In Northern Ireland, some of the worst offenders arrested during the Troubles were put behind bars in the Maze, a now-closed prison just west of Belfast. In 1983, IRA prisoners with smuggled guns took over a prison block before using a food delivery van to flee. Most of the 38 prisoners were recaptured within days.

[/SIDEBAR]

Rivard was on the run for four months before being captured in Montreal. He was quickly extradited to the U.S., tried and convicted, but a bribery and corruption scandal over the Rivard affair had already engulfed the federal government of Prime Minister Lester Pearson.

Two high-ranking officials resigned. A royal commission criticized how the federal justice minister, Guy Favreau, handled the investigation and he, too, resigned.

Rivard was the Canadian Press Canadian Newsmaker of the Year for 1965. The 2008 film Le piège Américain (The American Trap) tells Rivard's story.

Murderer Donald Kelly overpowered a guard at the North Bay, Ont., jail, seizing a rifle as he fled on Aug. 2, 1975. Kelly gained folk hero status as the massive police manhunt went nowhere. Then the famous police tracking dog, Cloud II, joined the search.

Four weeks after the escape, Cloud II tracked Kelly to a cabin deep in the woods near Skead, Ont. Kelly shot and fatally wounded Cloud II, and the dog's handler shot and wounded Kelly.

Kelly was tried and convicted for two 1969 murders and sentenced to life in prison. He died behind bars.

Bank robber Tyrone William Conn had already escaped from three other prisons when he was transferred to Kingston Penitentiary in 1998. In 1999, he escaped from there, too.

He got over the 10-metre perimeter fence at night by using a hand-made ladder and grappling hook he constructed in the prison shop. Thanks to a dummy he made by stuffing clothing with paper, his escape was not discovered until the morning.

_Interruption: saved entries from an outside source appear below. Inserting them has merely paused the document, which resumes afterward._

PR #1676, opened 2016-09-06
STORM-2085: Remove guava from storm-core pom.

knusbaum:
guava isn't used by storm-core.

### DIFF
--- a/storm-core/pom.xml
+++ b/storm-core/pom.xml
@@ -252,11 +252,6 @@
             <scope>compile</scope>
         </dependency>
         <dependency>
-            <groupId>com.google.guava</groupId>
-            <artifactId>guava</artifactId>
-            <scope>compile</scope>
-        </dependency>
-        <dependency>
             <groupId>org.apache.logging.log4j</groupId>
             <artifactId>log4j-api</artifactId>
         </dependency>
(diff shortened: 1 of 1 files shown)


knusbaum:
Do we want this on any of the 1.* branches?

HeartSaVioR:
We shaded Guava which downstream shouldn't rely on, so I think we can apply this to 1.x if applicable.
(I'm not sure we also want to apply this to 1.0.x.)

ps. Since external modules use Guava so we still maintain the main version of Guava.

HeartSaVioR:
I'm +1 on this.
@revans2 @ptgoetz Could you review this as well? This is a change of dependency but removing shaded dependency. Which version line do you think we can apply?

revans2:
I'm +1 on this, but I am a little nervous I may have started using guava as part of the supervisor V2.  Let me try and run some tests.

revans2:
Nope I was wrong it compiles just fine and there is no guava except being pulled in by curator test.

Yes +1 for this, and +1 for pulling it into 1.x if possible.

revans2:
No wait, dependency:analyze indicates that guava is used?  Not sure how it compiled though. Investigating.

revans2:
Ya the supervisor does not come up with this patch.

knusbaum:
Further inspection reveals that guava *is* a dependency. I'm closing this.

PR #1677, opened 2016-09-07
STORM-1985: Admin Commands

kamleshbhatt:


revans2:
For reference the original code that this is replacing was
```
(defn cleanup-corrupt-topologies! [nimbus]
  (let [storm-cluster-state (:storm-cluster-state nimbus)
        blob-store (:blob-store nimbus)
        code-ids (set (code-ids blob-store))
        active-topologies (set (.active-storms storm-cluster-state))
        corrupt-topologies (set/difference active-topologies code-ids)]
    (doseq [corrupt corrupt-topologies]
      (log-message "Corrupt topology " corrupt " has state on zookeeper but doesn't have a local dir on Nimbus. Cleaning up...")
      (.remove-storm! storm-cluster-state corrupt)
      (if (instance? LocalFsBlobStore blob-store)
        (doseq [blob-key (get-key-list-from-id (:conf nimbus) corrupt)]
          (.remove-blobstore-key! storm-cluster-state blob-key))))))
```

storm-core/src/jvm/org/apache/storm/command/AdminCommands.java
```diff
@@ -0,0 +1,114 @@
...
+                break;
+            default:
+                throw new RuntimeException("" + command + " is not a supported admin command");
+        }
+
+    }
+
+    private static void initialize() {
+        Map conf = ConfigUtils.readStormConfig();
+        ClientBlobStore clientBlobStore = Utils.getClientBlobStore(conf);
```
revans2: The original code produced a nimbus blob store, not a client blob store.
```
blob-store (Utils/getNimbusBlobStore conf (NimbusInfo/fromConf conf))
```

The nimbus blob store gives you super user privlages and when nimbus is down it will still work.

storm-core/src/jvm/org/apache/storm/command/AdminCommands.java
```diff
@@ -0,0 +1,114 @@
...
+        List<String> servers = (List<String>) conf.get(Config.STORM_ZOOKEEPER_SERVERS);
+        Object port = conf.get(Config.STORM_ZOOKEEPER_PORT);
+        List<ACL> acls = null;
+        if (Utils.isZkAuthenticationConfiguredStormServer(conf)) {
+            acls = adminZkAcls();
+        }
+        try {
+            IStormClusterState stormClusterState = ClusterUtils.mkStormClusterState(conf, acls, new ClusterStateContext(DaemonType.UNKNOWN));
```
revans2: This should be `DaemonType.NIMBUS`  We are pretending to be nimbus.  For now it should not make much of a difference, but in the future it might.

storm-core/src/jvm/org/apache/storm/command/AdminCommands.java
```diff
@@ -0,0 +1,114 @@
...
+        final List<ACL> acls = new ArrayList<>();
+        acls.add(ZooDefs.Ids.CREATOR_ALL_ACL.get(0));
+        acls.add(new ACL((ZooDefs.Perms.READ ^ ZooDefs.Perms.CREATE), ZooDefs.Ids.ANYONE_ID_UNSAFE));
+        return acls;
+    }
+
+    private static void removeCorruptTopologies( ) {
+        Iterator<String> corruptTopologies = listCorruptTopologies();
+        while(corruptTopologies.hasNext()) {
+            stormClusterState.removeStorm(corruptTopologies.next());
```
revans2: In the original code we also deleted the blobs.

```
      (if (instance? LocalFsBlobStore blob-store)
        (doseq [blob-key (get-key-list-from-id (:conf nimbus) corrupt)]
          (.remove-blobstore-key! storm-cluster-state blob-key))))))
```

storm-core/src/jvm/org/apache/storm/command/AdminCommands.java
```diff
@@ -0,0 +1,114 @@
...
+        }
+    }
+
+    private static Iterator<String> listCorruptTopologies() {
+        Iterator<String> blobStoreTopologyIds = clientBlobStore.listKeys();
```
revans2: This is very different from the code-ids function
```
(defn code-ids [blob-store]
  (let [to-id (reify KeyFilter
                (filter [this key] (ConfigUtils/getIdFromBlobKey key)))]
(set (.filterAndListKeys blob-store to-id))))
```

This lists all of the keys in the blob store.  code-ids Converts the key into a topology id.

storm-core/src/jvm/org/apache/storm/command/AdminCommands.java
```diff
@@ -0,0 +1,114 @@
...
+        Set<String> activeTopologyIds = new HashSet<>(Zookeeper.getChildren(zk, conf.get(Config.STORM_ZOOKEEPER_ROOT) + ClusterUtils.STORMS_SUBTREE, false));
```
revans2: Lets not go to Zookeeper directly this is removing the IStormClusterState abstraction.

```
        Set<String> activeTopologyIds = new HashSet<>(stormClusterState.activeStorms());
```

storm-core/src/jvm/org/apache/storm/command/AdminCommands.java
```diff
@@ -0,0 +1,114 @@
...
+        HashSet<String> blobTopologyIds = Sets.newHashSet(blobStoreTopologyIds);
+        Sets.SetView<String> diffTopology = Sets.difference(activeTopologyIds, blobTopologyIds);
+        LOG.info("active-topology-ids [{}] blob-topology-ids [{}] diff-topology [{}]",
+                generateJoinedString(activeTopologyIds), generateJoinedString(blobTopologyIds),
+                generateJoinedString(diffTopology));
+        return diffTopology.iterator();
+    }
+
+    private static String generateJoinedString(Set<String> activeTopologyIds) {
```
revans2: I'm not sure we need this.  toString of most sets already return this information.

storm-core/src/jvm/org/apache/storm/command/AdminCommands.java
```diff
@@ -0,0 +1,114 @@
...
+
+import java.util.*;
+
+public class AdminCommands {
+
+    private static final Logger LOG = LoggerFactory.getLogger(Deactivate.class);
+    private static ClientBlobStore clientBlobStore;
+    private static IStormClusterState stormClusterState;
+    private static CuratorFramework zk;
+    private static Map conf;
```
revans2: I don't really like static global values.  For now this is fine, but if we add in more commands this could become a real mess, and I think it would be a lot cleaner to have an inner class that we instantiate to preform the operation for different sub commands.

revans2:
I am done going through the code.  Beyond this we need to update storm.py to add in this command, and documentation on how to use it.

kamleshbhatt:
Applied the review comments. Please take a look.

revans2:
Looks good to me.  I have a few tests that I want to run, but in general it looks good.

bin/storm.py
```diff
@@ -572,6 +572,22 @@ def kill_workers(*args):
         jvmtype="-client",
         extrajars=[USER_CONF_DIR, os.path.join(STORM_DIR, "bin")])
 
+def admin_command(*args):
```
revans2: can we rename this just admin, instead of admin_command?

bin/storm.py
```diff
@@ -572,6 +572,22 @@ def kill_workers(*args):
...
+    """Syntax: [storm admin_command cmd]
+
+    This is a proxy of nimbus and allow to execute admin commands. As of now it supports
+    command to remove corrupt topologies.
+    Nimbus doesn't clean up corrupted topologies automatically. This command should clean
+    up corrupt topologies i.e.topologies whose codes are not available on blobstore.
+    In future this command would support more admin commnds.
+    """
```
revans2: Can we list the sub commands here?

storm-core/src/jvm/org/apache/storm/command/AdminCommands.java
```diff
@@ -0,0 +1,133 @@
...
+            throw new IllegalArgumentException("Missing command.");
+        }
+        initialize();
+        String command = args[0];
+        String[] newArgs = Arrays.copyOfRange(args, 1, args.length);
+        switch (command) {
+            case "remove_corrupt_topologies":
+                removeCorruptTopologies();
+                break;
+            default:
```
revans2: Can we list the sub commands here before throwing the exception.

revans2: Also the Exception itself is surrounded by lots and lots of log messages that make it hard to see what is happening or why a command failed.  Might be nice to print some things out with white space around them to help distinguish what is happening.

revans2: Or not initialize until you know which command you are going to run.

storm-core/src/jvm/org/apache/storm/command/AdminCommands.java
```diff
@@ -0,0 +1,133 @@
...
+                Iterator<String> blobKeys = getKeyListFromId(corruptId).iterator();
+                while(blobKeys.hasNext()) {
+                    stormClusterState.removeBlobstoreKey(blobKeys.next());
+                }
+            }
+        }
+    }
+
+    private static Iterator<String> listCorruptTopologies() {
+        Set<String> blobStoreTopologyIds = nimbusBlobStore.filterAndListKeys(new KeyFilter<String>() {
```
revans2: I am getting an NPE here when I run this.  Not totally sure why.

bin/storm.py
kamleshbhatt: Done but admin might seems to be too generic.

bin/storm.py
kamleshbhatt: Done.

storm-core/src/jvm/org/apache/storm/command/AdminCommands.java
kamleshbhatt: Done. We might have to move initialize method again out of switch block because when we have more commands, repeating it again and again might not be a good idea.

storm-core/src/jvm/org/apache/storm/command/AdminCommands.java
kamleshbhatt: I am unable to test this out. Could you please provide some pointers on how can I setup a  test environment to investigate this issue.

revans2: What I did
```
mvn clean install -DskipTests
cd storm-dist/binary/
mvn clean package
tar -xvzf ./target/apache-storm-2.0.0-SNAPSHOT.tar.gz
cd apache-storm/
./bin/storm dev-zookeeper &
./bin/storm nimbus &
./bin/storm supervisor &
```
Wait for the processes to come up and then we can start testing
```
./bin/storm admin_command remove_corrupt_topologies
```

kamleshbhatt: Thanks for providing these steps. I fixed the issue and updated the pull request for review. Please take a look. 
However I had to change storm.cmd and storm-config.cmd as well to make it working. Please review these changes as well.

revans2:
@kamleshbhatt sorry I lost track of this, looking again now.

revans2:
+1 please upmerge though.  There is a very minor merge conflict.  Then ping me and I'll merge it in.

Conn had robbed his first bank when he was 16 years old. Two weeks after his 1999 escape, police tracked him to a basement apartment in Toronto. He shot himself during the standoff.

Omid Tahvili is still on the run following his Nov. 15, 2007, escape from a maximum security jail in B.C.

Prison guard Edwin Ticne helped him escape in exchange for a promised $50,000. Ticne was sentenced to three years, three months in prison in 2008. It was the first time in the history of B.C. Corrections that a guard has been charged with helping an inmate escape, according to B.C. Corrections.

Video cameras caught Ticne leading Tahvili through a series of locked doors. Tahvili, wearing a janitor's uniform, then escapes through the front door.

Tahvili was said to be the kingpin of an Iranian-Canadian organized crime family. He was convicted in absentia of kidnapping and sexually assaulting a man. He is also wanted in the U.S. for telemarketing fraud, allegedly stealing $3 million from mostly elderly Americans.

Tahvili remains on the FBI's Most Wanted list.